Glossary

agent. See asynchronous agent.

aggregation. To combine multiple data items into a single result.

alpha blending. Merging different images into a single image by superimposing them in semitransparent layers.

associative operation. A binary operation is associative if, for a sequence of operations, the order in which the operations are performed does not change the result. For example (a + b) + c = a + (b + c).

asynchronous. An operation that that does not block the current thread of control when the operation starts.

asynchronous agent. A software component that works asynchronously with other agents as part of a larger computation. Often shortened to agent.

asynchronous pipeline. A pipeline in which tasks are only created when data becomes available.

background thread. A thread that stops when a process shuts down. A running background thread does not keep a process running. Threads in the thread pool are background threads. Compare to foreground thread.

barrier. A synchronization point where all participating threads must stop and wait until every thread reaches it.

block. To pause execution while waiting for some event or condition.

captured variable. A variable defined outside a lambda expression that is used in the lambda expression. The lambda expression can update the captured variable.

cluster. A parallel computing system composed of multiple computers connected by a network, not multiple cores in a single physical processor.

closure. A lambda expression that captures variables from an enclosing lexical scope.

commutative operation. A binary operation is commutative if changing the order of the operands does not change the result. For example, a + b = b + a. Examples of commutative operations are scalar addition and scalar multiplication.

concurrency. Programming with multiple activities at the same time. Concurrency enables programs to respond promptly to external stimuli; its goal is to reduce latency. Concurrency can be implemented with asynchronous operations or with threads, where it is expected that threads will take turns executing on processors. Compare to parallelism.

concurrency safe. When a block of code can be run on multiple cores simultaneously without introducing errors.

Concurrency Visualizer. An addition to the Microsoft® Visual Studio® development system’s profiler that collects and displays information about the execution and performance of parallel programs.

context switch. When one thread stops executing on a processor and a different thread resumes. Excessive context switching can occur when processors are oversubscribed and can result in poor performance.

control flow. A basis for coordination whereby tasks execute according to the steps of an algorithm, as in a parallel loop.

control-flow agent. Agents whose run methods contain sequential loops that process incoming values from a messaging block.

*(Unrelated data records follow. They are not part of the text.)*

PR #7678, opened 2022-09-06
Rewrite box model highlighting logic as a simpler React component

markerikson:
This PR:

- Clears out all DOM node data whenever the user hits "play", since we're no longer paused
- Reimplements the core box model highlighting overlay behavior as a much simpler React component (reusing the "quads" calculation logic and CSS transform behavior)
- Sorta gets the "highlighting infobar" behavior working, but leaves it disabled for now
  - This shows the `div#id.className` contents, with colored text for each segment
  - The legacy implementation _was_ trying to update the position and contents of this infobar, but somehow the CSS layout was leaving it buried underneath the rest of the preview area and invisible
  - I got it displaying, but the layout was only working for "on top of" the highlighted node, and the styling is ugly. So, leaving it as a separate component that isn't being rendered at all, and we can revisit that later
- Rewrites the logic that fetches box model data to call the `protocolClient` directly instead of `NodeFront` methods
- Deletes the legacy highlighting implementation entirely


src/devtools/client/inspector/markup/actions/markup.ts
```diff
@@ -28,9 +31,9 @@ import {
 
 import { paused } from "devtools/client/debugger/src/reducers/pause";
 
-import Highlighter from "highlighter/highlighter";
 import NodeConstants from "devtools/shared/dom-node-constants";
 import { features } from "devtools/client/inspector/prefs";
+import { clearTimeout } from "timers";
```
hbenl, line 36: This overrides the browser's `clearTimeout()` function (I guess that VS Code automatically added this import although this is not what we want).

hbenl (approved):
LGTM except the one import that needs to be removed.

src/devtools/client/inspector/markup/actions/markup.ts
markerikson: Whoops, yup, will fix!

PR #7680, opened 2022-09-06
Turn query cache off by default

jcmorrow:
See conversation here: https://github.com/replayio/backend/pull/6299

Also: keep the new architecture on by default *in tests*, because some of them permafail when it's turned off.

### DIFF
--- a/packages/protocol/socket.ts
+++ b/packages/protocol/socket.ts
@@ -91,6 +91,7 @@ if (typeof window !== "undefined") {
 export type ExperimentalSettings = {
   listenForMetrics: boolean;
   disableCache?: boolean;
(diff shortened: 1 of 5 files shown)


bhackett1024:
The query cache needs to be turned off in the backend.  If the frontend sets experimental settings by default that are different from what the backend uses when replaying newly created recordings, it will greatly slow down the loading experience for new recordings.

jcmorrow:
@bhackett1024 that's fine, but we still need a flag to be able to test it ourselves, thanks.

markerikson (approved):

markerikson (approved):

cooperative blocking. A programming idiom whereby the current context waits for a resource to become available or for a signal to occur. The task scheduler is notified when a cooperative blocking operation occurs. Compare with non-cooperative blocking.

cooperative cancellation. A programming idiom that uses cooperative blocking to implement operations that are capable of being canceled before they are completed.

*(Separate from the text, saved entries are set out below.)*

PR #8672, opened 2023-02-01
Consolidating CSS in Testsuites

jonbell-lot23:
See https://github.com/replayio/devtools/pull/8667 for context.

That PR is attempting to hide certain classes when the panel gets too small. @ryanjduffy and I decided to split things across this CSS-oriented PR and a PR where he'll wire it up.

### DIFF
--- a/src/devtools/client/debugger/src/components/TestInfo/TestInfo.module.css
+++ b/src/devtools/client/debugger/src/components/TestInfo/TestInfo.module.css
@@ -35,16 +35,3 @@
 .TestsuitesErrorColor {
   color: var(--testsuites-error-color);
 }
-
-#TestSteps {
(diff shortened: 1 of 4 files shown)


src/devtools/client/debugger/src/components/TestInfo/TestInfo.module.css
```diff
@@ -35,3 +35,16 @@
 .TestsuitesErrorColor {
   color: var(--testsuites-error-color);
 }
+
+#TestSteps {
```
ryanjduffy, line 39: This doesn't seem to be applying to anything but let's use a class name here anyway

ryanjduffy (approved):

PR #8674, opened 2023-02-02
Consolidate GenericCache and GenericCache2 (FE-1204)

hbenl:


bvaughn (approved):
Thanks for consolidating these!

My only nit isn't a new detail, but it seems odd to me that the "extra" param comes at the _beginning_ for some of the functions 🤷🏼 but it's not a big deal since I mostly copy-paste an existing cache when creating a new one anyway 😁

PR #8676, opened 2023-02-02
Store (shared) Points in GraphQL

bvaughn:
### [Loom demo of feature](https://www.loom.com/share/291cbd6b23264a40a7cbe5015e917453)

This PR enables points (log points and breakpoints) to be shared with other users on a per-recording basis. Although there are some similarities to Comments, Points are a little more complex because:
1. They can be created by _unauthenticated_ users, and
2. They may cause React to _suspend_ during an update

Because of this, the frontend needs to store multiple copies of points, in:
* Memory (React state)
* IndexedDB
* GraphQL (for authenticated users)

---

Follow up on:
- [ ] Should breakpoints be shared?
- [ ] Should shared print statements be enabled or disabled by default?
- [ ] Shared breakpoint blocks print statement for non-owners
        I think this shakes out of our design constraints: only one point per line, toggle logging on/off

---

Relates to FE-1138,, FE-1201, and FE-1223 and https://github.com/replayio/backend/pull/7025


bvaughn:
I've given this some thought and I think we should separate the should-log and should-break attributes from the `Point` type and store them separately. We'll need to do something similar in order to allow local users to override logging/breaking behavior for shared points anyway, and I think we should use the same approach. Here is what I propose:

<table>
  <tr>
    <td colspan="2"><h3><code>Point</code> <small>(GraphQL, IndexedDB)</small></h3></td>
  </tr>
  <tr>
    <td colspan="2"><h4>Static <code>Point</code> attributes</h4></td>
  </tr>
  <tr>
    <td>
      <br>
      <ul>
        <li>recording</li>
        <li>user</li>
        <li>location</li>
      </ul>
    </td>
    <td>
      These are assigned when the point is created and cannot be changed.
      Note there is no explicit "id" attribute, rather the combination of recording id, user id, and source location are used to uniquely identify a point.
      (Note that <a href="https://github.com/hasura/graphql-engine/pull/2148">Hasura supports composite keys and unique constraints</a>.)
    </td>
  </tr>
  <tr>
    <td colspan="2"><h4>Dynamic <code>Point</code> attributes</h4></td>
  </tr>
  <tr>
    <td>
      <br>
      <ul>
        <li>badge</li>
        <li>conditional</li>
        <li>content</li>
      </ul>
    </td>
    <td>
      These attributes may be edited after a point is created.
      Current thinking is that they are only editable by the user who created the point although there is no technical reason why this has to remain the case.
    </td>
  </tr>
  <tr>
    <td colspan="2"><h4>Point <em>behaviors</em></h4></td>
  </tr>
  <tr>
    <td>
      <br>
      <ul>
        <li>breaking</li>
        <li>logging</li>
      </ul>
    </td>
    <td>
      These control how a point should behave in a local session (e.g. should it log?)
      These are persisted to IndexedDB because viewers should be able to control the behavior of points independently.
      They are stored in-memory in a Map, keyed by point "id" (recording id, user id, and source location).
    </td>
  </tr>
</table>

There are a few constraints that may be worth explicitly noting about the above proposal:
* Recording owners can't control the default enabled/disabled states of points with this model (unless we were to add additional metadata to the recording). I think this is okay though– Replay should pick a good default behavior (e.g. shared points always enabled by default?) and allow users to override this default somehow.
* Enabled/disabled state wouldn't be synced between multiple browsers for the same user. (This is probably not a common enough use case to even worry about.)

bvaughn:
I need to do some end-to-end testing (which I can't at the moment due to bad Amtrak wifi) but I think the general structure of this PR should be ready for review.

packages/replay-next/src/contexts/PointsContext.tsx
```diff
@@ -34,132 +52,299 @@ export type PointInstance = {
...
+) => void;
 
 export type PointsContextType = {
   addPoint: AddPoint;
   deletePoints: DeletePoints;
   editPoint: EditPoint;
+  editPointBehavior: EditPointBehavior;
   isPending: boolean;
+  pointBehaviors: PointBehaviorsMap;
+  pointBehaviorsForSuspense: Map<PointId, PointBehavior>;
```
hbenl, line 77: why not use `PointBehaviorsMap` here as well?

hbenl (approved):

packages/replay-next/src/contexts/PointsContext.tsx
bvaughn: Ha, just an oversight.

bvaughn:
Backend PR has been merged so the frontend is unblocked now.

bvaughn:
Maybe we can further simplify things here for _pending edits_ (which are currently tracked in a `LinePointState` map shared via context) by adding a 3rd, in-memory-only bucket of points:
Screen Shot 2023-02-09 at 12 16 48 PM

bvaughn:
I think maybe this would more or less work:
Screen Shot 2023-02-09 at 12 26 47 PM

markerikson:
@bvaughn my main concern with that is that `IndexedDB` _doesn't_ have any kind of subscription.  What are you intended to subscribe to, and how?

bvaughn:
> @bvaughn my main concern with that is that `IndexedDB` _doesn't_ have any kind of subscription mechanism (unlike `localStorage`, which has the `"storage"` event).  What are you intended to subscribe to, and how?

My wording was poor. I was thinking of the `useIndexedDB` hook (which stores a copy in state, so when you update a point– state is also updated). By comparison, the Points GraphQL cache is static after the initial read.

bvaughn:
I pushed the points context refactor. It touched a lot of imports (unsurprisingly). I need to spend a while smoke testing now though. It probably regressed some things.

PR #8677, opened 2023-02-02
Overboard "ready when you are" screens

jonbell-lot23:
**Background**

We're looking for ways to incorporate more Replay branding elements into our app. We also have related topics like the ethics of AI art, whether we should hire an illustrator, etc. This is a down payment on the idea, using our standard overboard.dev hoverboard in a range of colors. We'll be iterating further from here.

image


jonbell-lot23:
Addresses https://linear.app/replay/issue/DES-248/explore-low-hanging-fruit-for-illustrations

jonbell-lot23:
Adding Jason as reviewer – my hope is to ease us into the idea of having an illustration here, which will inspire further iterations where we can get into more details about ai art, illustrators, overall branding, etc.

jasonLaster (approved):
Ship it

PR #8678, opened 2023-02-02
Disable repainting graphics in Chromium

jcmorrow:
This fails constantly, and it can take a while and block other (possibly successful) manifests.


jasonLaster (approved):
Great idea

cooperative context switch. When a worker thread becomes blocked as a result of a cooperative blocking operation. See cooperative blocking.

coordination. Arranging for tasks to work together to ensure a correct outcome. Coordination can be based on data flow or control flow.

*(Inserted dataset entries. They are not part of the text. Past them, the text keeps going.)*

PR #8683, opened 2023-02-03
Remember state of Expandables in the Scopes panel (FE-939)

hbenl:
This uses the `functionLocation` that we get for call frames from the backend in the `persistenceKey` for which the state is saved. So the Scopes panel remembers the expandable states when stepping within a function and when coming back to it after stepping into a different function.

### DIFF
--- a/packages/e2e-tests/helpers/pause-information-panel.ts
+++ b/packages/e2e-tests/helpers/pause-information-panel.ts
@@ -352,7 +352,12 @@ export async function waitForPaused(page: Page, line?: number): Promise<void> {
   }
 }
 
-export async function waitForScopeValue(page: Page, name: string, expectedValue: Expected) {
+export async function waitForScopeValue(
+  page: Page,
+  name: string,
+  expectedValue: Expected,
+  expandScopes = true
+) {
   await debugPrint(
     page,
     `Waiting for scope with variable "${chalk.bold(name)}" to have value "${chalk.bold(
@@ -364,7 +369,9 @@ export async function waitForScopeValue(page: Page, name: string, expectedValue:
   const escapedValue =
     typeof expectedValue === "string" ? expectedValue.replace(/"/g, '\\"') : expectedValue;
 
-  await expandAllScopesBlocks(page);
+  if (expandScopes) {
+    await expandAllScopesBlocks(page);
+  }
 
   const scopesPanel = getScopesPanel(page);
   const scopeValue = scopesPanel
--- a/packages/replay-next/components/inspector/HTMLChildrenRenderer.tsx
+++ b/packages/replay-next/components/inspector/HTMLChildrenRenderer.tsx
@@ -9,6 +9,7 @@ import { getObjectWithPreviewSuspense } from "replay-next/src/suspense/ObjectPre
 import { ReplayClientContext } from "shared/client/ReplayClientContext";
 
 import KeyValueRenderer from "./KeyValueRenderer";
+import { addPathSegment } from "./PropertiesRenderer";
 
 // HTML entries are a special case.
 // Unlike the other property lists, HTML entries only display child nodes:
@@ -20,9 +21,11 @@ import KeyValueRenderer from "./KeyValueRenderer";
 //         </li>
 export default function HTMLChildrenRenderer({
   object,
+  path,
   pauseId,
 }: {
   object: ProtocolObject;
+  path?: string;
   pauseId: ProtocolPauseId;
 }) {
   const childNodes = object.preview?.node?.childNodes ?? [];
@@ -33,7 +36,12 @@ export default function HTMLChildrenRenderer({
   return (
     <>
       {childNodes.map((objectId: ProtocolObjectId, index: number) => (
-        <HTMLChildRenderer key={index} objectId={objectId} pauseId={pauseId} />
+        <HTMLChildRenderer
+          key={index}
+          objectId={objectId}
+          path={addPathSegment(path, `${index}`)}
+          pauseId={pauseId}
+        />
       ))}
     </>
   );
@@ -41,9 +49,11 @@ export default function HTMLChildrenRenderer({
 
 function HTMLChildRenderer({
   objectId,
+  path,
   pauseId,
 }: {
   objectId: ProtocolObjectId;
+  path?: string;
   pauseId: ProtocolPauseId;
 }) {
   const client = useContext(ReplayClientContext);
@@ -61,6 +71,7 @@ function HTMLChildRenderer({
     <KeyValueRenderer
       context="nested"
       layout="vertical"
+      path={path}
       pauseId={pauseId}
       protocolValue={protocolValue}
     />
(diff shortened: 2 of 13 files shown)


hbenl:
For some reason object_preview-01 keeps failing in CI although it works locally and the recordings of the failures all fail to load.

markerikson (approved):

packages/e2e-tests/helpers/pause-information-panel.ts
```diff
@@ -352,7 +352,12 @@ export async function waitForPaused(page: Page, line?: number): Promise<void> {
   }
 }
 
-export async function waitForScopeValue(page: Page, name: string, expectedValue: Expected) {
+export async function waitForScopeValue(
+  page: Page,
+  name: string,
+  expectedValue: Expected,
+  expandScopes = true
```
bvaughn, line 359: What would it mean to call this function _without_ this value being true? I think it would mean we'd be stuck waiting forever for a value that wasn't in the HTML. Seems bad?

bvaughn, line 359: What would it mean to call this function _without_ this value being true? I think it would mean we'd be stuck waiting forever for a value that wasn't in the HTML. Seems bad?

bvaughn, line 359: What would it mean to call this function _without_ this value being true? I think it would mean we'd be stuck waiting forever for a value that wasn't in the HTML. Seems bad?

packages/replay-next/components/inspector/HTMLChildrenRenderer.tsx
```diff
@@ -33,17 +36,24 @@ export default function HTMLChildrenRenderer({
   return (
     <>
       {childNodes.map((objectId: ProtocolObjectId, index: number) => (
-        <HTMLChildRenderer key={index} objectId={objectId} pauseId={pauseId} />
+        <HTMLChildRenderer
+          key={index}
+          objectId={objectId}
+          path={addPathSegment(path, `${index}`)}
```
bvaughn, line 42: Calling a function during render is a [side effect](https://reactjs.org/docs/strict-mode.html#detecting-unexpected-side-effects). This will end up being called many times which is probably _not_ what we want.

Should either use memo in `PropertiesRenderer` to pre-compute (and memoize) all paths, _or_ we could move this callback into an effect. (Not sure which makes the most sense as I'm still reading through this PR– but I assume `useMemo`).

packages/replay-next/components/inspector/HTMLExpandable.tsx
```diff
@@ -22,20 +24,29 @@ export default function HTMLExpandable({
...
   defaultOpen = false,
   object,
+  path,
   pauseId,
   protocolValue,
 }: {
   before?: ReactNode;
   defaultOpen?: boolean;
   object: ProtocolObject;
+  path?: string;
```
bvaughn, line 34: Kind of a nit: but why is this called "persistence key" some places and "path" others? Might be nice to name it consistently.

packages/replay-next/components/inspector/ScopesInspector.tsx
```diff
@@ -25,11 +28,13 @@ export default function ScopesInspector({
             <Inspector
               context="default"
               key={index}
+              path={addPathSegment(path, protocolValue.name)}
```
bvaughn, line 31: Same as above RE: side effects

packages/replay-next/src/contexts/ExpandablesContext.tsx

core. The part of a physical processor that executes instructions. Most recent physical processor models have more than one core, so they can execute tasks in parallel.

data flow. A basis for coordination where tasks execute when data becomes available, as in a pipeline or task graph. Compare to control flow.

data parallelism. A form of parallel processing whereby the same computation executes in parallel on different data. Data parallelism is supported in the Parallel Patterns Library (PPL) by the parallel_for and parallel_for_each functions. Compare to task parallelism.

data partitioning. Dividing a collection of data into parts, in order to use data parallelism.

data race. When more than one concurrent thread reads and updates a variable without synchronization.

deadlock. When execution stops and cannot resume because the system is waiting for a condition that cannot occur. Threads can deadlock when one holds resources that another needs. Compare to livelock.

decomposition. To break a problem into smaller parts. For parallel processing, decomposition can be by data or by task.

degree of parallelism. The number of parallel tasks that may execute concurrently at any one time.

dependency. When one operation uses the results of another. When there is a dependency between operations, they cannot run in parallel. Compare to independent.

double-checked locking. Process in which one first tests a condition, then, only if the condition is true, acquires a lock and tests the same condition again, this time to determine whether to update shared data. This maneuver can often avoid the expensive operation of acquiring a lock when it will not be useful.

dynamic partitioning. Data partitioning whereby the parts are selected as the parallel tasks execute. Compare to static partitioning.

enhanced locality mode. When a scheduler tries to execute related tasks in batches.

foreground thread. A thread that keeps a process running. After all its foreground threads stop, the process shuts down. Compare to background thread.

fork/join. A parallel computing pattern that uses task parallelism. Fork occurs when tasks start; join occurs when all tasks finish.

forward progress mode. When a scheduler executes one pending task from each of its schedule groups in round-robin fashion.

future. A task that returns a value.

function object. See functor.

functor. A language feature that allows an instance of a class to be invoked as though it were a function. In C++ functors are defined as a class with a definition for operator().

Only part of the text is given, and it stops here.